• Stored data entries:
PR #284, opened 2019-03-29
Add google home mini as audio device

Tsjippy:


Tsjippy:
A home mini is now show as a cast device, but it is only an audio device. Please merge this.

balloob:
> Please merge this

You didn't add a description, so I did not consider it worth my time. Don't just ask people to merge things. Code needs to be reviewed and it needs to be tested that it works.

Tsjippy:
Ok thanks! Sorry that I forgot about that, next time I will do.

• Try it: Please retype exactly the line containing "A home mini" and each line after it to the end of the records, and nothing more.

• Solution for this exercise:
A home mini is now show as a cast device, but it is only an audio device. Please merge this.

balloob:
> Please merge this

You didn't add a description, so I did not consider it worth my time. Don't just ask people to merge things. Code needs to be reviewed and it needs to be tested that it works.

Tsjippy:
Ok thanks! Sorry that I forgot about that, next time I will do.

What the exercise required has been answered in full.